Set down all the entries again, word for word.

SOURCE MATERIAL:
***
PR #133, opened 2018-08-15
better handling of NaN/Inf in callbacks

### LINKED ISSUE #132: Ipopt fails on simple constr. opt. problem
The repo at https://github.com/arbenede/error_reports.git contains contains some code to solve a simple nonlinearly constrained optimization problems that fails under both Windows and Linux (Windows log is in the repo). The Linux error file was posted a few days ago by @tkoolen at https://gist.github.com/tkoolen/79071106c93e3c974cdb11f5a44269df. Apparently it works under OSX (see the thread at https://discourse.julialang.org/t/jump-ipopt-failing-on-simple-problem/13209 )

mlubin:
Closes #132 

@arbenede @tkoolen

### DIFF
--- a/src/MOIWrapper.jl
+++ b/src/MOIWrapper.jl
@@ -674,6 +674,12 @@ function MOI.optimize!(m::IpoptOptimizer)
                             length(hessian_sparsity),
                             eval_f_cb, eval_g_cb, eval_grad_f_cb, eval_jac_g_cb,
                             eval_h_cb)
+
+    # Ipopt crashes by default if NaN/Inf values are returned from the
+    # evaluation callbacks. This option tells Ipopt to explicitly check for them
+    # and return Invalid_Number_Detected instead.
+    addOption(m.inner, "check_derivatives_for_naninf", "yes")
+
     if !has_hessian
         addOption(m.inner, "hessian_approximation", "limited-memory")
     end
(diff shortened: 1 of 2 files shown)


src/MOIWrapper.jl
```diff
@@ -674,6 +674,12 @@ function MOI.optimize!(m::IpoptOptimizer)
                             length(hessian_sparsity),
                             eval_f_cb, eval_g_cb, eval_grad_f_cb, eval_jac_g_cb,
                             eval_h_cb)
+
+    # Ipopt crashes by default if NaN/Inf values are returned from the
+    # evaluation callbacks. This option tells Ipopt to explicitly check for them
+    # and return Invalid_Number_Detected instead.
+    addOption(m.inner, "check_derivatives_for_naninf", "yes")
```
tkelman: huh. I was under the impression this was on by default for some reason

tkelman: ah not for derivatives, but maybe I've seen it check objective and constraint primal return values by default since there aren't as many of those values

tkelman: I do kinda hate when modeling languages and/or solver wrappers unconditionally overwrite options with their own different defaults though - crashing isn't friendly but we should let people who want better performance and know they have well-behaved functions turn this back off manually.

mlubin: I added a more useful comment for anyone who is digging through the code.

tkelman:
If you call addOption multiple times for the same option does it use the value from the first call or the last call?
________________________________

mlubin:
`addOption` translates directly to a call to the Ipopt API, so it's hard to imagine that if you call it multiple times it won't use the last value set.

mlubin:
I do not know for sure. You can check if this is an important use case for
you. I can prioritize fixing crashes but there are other more much
significant performance issues to address in JuMP/MOI at the moment.

tkelman:
It's important for solver wrappers to avoid setting options in a non-overridable way. If the underlying API uses the first value set for an option instead of the last, then this kind of hard-coding should only be done if the user-passed options don't include a value for the corresponding option.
***
ANSWER BOX:
PR #133, opened 2018-08-15
better handling of NaN/Inf in callbacks

### LINKED ISSUE #132: Ipopt fails on simple constr. opt. problem
The repo at https://github.com/arbenede/error_reports.git contains contains some code to solve a simple nonlinearly constrained optimization problems that fails under both Windows and Linux (Windows log is in the repo). The Linux error file was posted a few days ago by @tkoolen at https://gist.github.com/tkoolen/79071106c93e3c974cdb11f5a44269df. Apparently it works under OSX (see the thread at https://discourse.julialang.org/t/jump-ipopt-failing-on-simple-problem/13209 )

mlubin:
Closes #132 

@arbenede @tkoolen

### DIFF
--- a/src/MOIWrapper.jl
+++ b/src/MOIWrapper.jl
@@ -674,6 +674,12 @@ function MOI.optimize!(m::IpoptOptimizer)
                             length(hessian_sparsity),
                             eval_f_cb, eval_g_cb, eval_grad_f_cb, eval_jac_g_cb,
                             eval_h_cb)
+
+    # Ipopt crashes by default if NaN/Inf values are returned from the
+    # evaluation callbacks. This option tells Ipopt to explicitly check for them
+    # and return Invalid_Number_Detected instead.
+    addOption(m.inner, "check_derivatives_for_naninf", "yes")
+
     if !has_hessian
         addOption(m.inner, "hessian_approximation", "limited-memory")
     end
(diff shortened: 1 of 2 files shown)


src/MOIWrapper.jl
```diff
@@ -674,6 +674,12 @@ function MOI.optimize!(m::IpoptOptimizer)
                             length(hessian_sparsity),
                             eval_f_cb, eval_g_cb, eval_grad_f_cb, eval_jac_g_cb,
                             eval_h_cb)
+
+    # Ipopt crashes by default if NaN/Inf values are returned from the
+    # evaluation callbacks. This option tells Ipopt to explicitly check for them
+    # and return Invalid_Number_Detected instead.
+    addOption(m.inner, "check_derivatives_for_naninf", "yes")
```
tkelman: huh. I was under the impression this was on by default for some reason

tkelman: ah not for derivatives, but maybe I've seen it check objective and constraint primal return values by default since there aren't as many of those values

tkelman: I do kinda hate when modeling languages and/or solver wrappers unconditionally overwrite options with their own different defaults though - crashing isn't friendly but we should let people who want better performance and know they have well-behaved functions turn this back off manually.

mlubin: I added a more useful comment for anyone who is digging through the code.

tkelman:
If you call addOption multiple times for the same option does it use the value from the first call or the last call?
________________________________

mlubin:
`addOption` translates directly to a call to the Ipopt API, so it's hard to imagine that if you call it multiple times it won't use the last value set.

mlubin:
I do not know for sure. You can check if this is an important use case for
you. I can prioritize fixing crashes but there are other more much
significant performance issues to address in JuMP/MOI at the moment.

tkelman:
It's important for solver wrappers to avoid setting options in a non-overridable way. If the underlying API uses the first value set for an option instead of the last, then this kind of hard-coding should only be done if the user-passed options don't include a value for the corresponding option.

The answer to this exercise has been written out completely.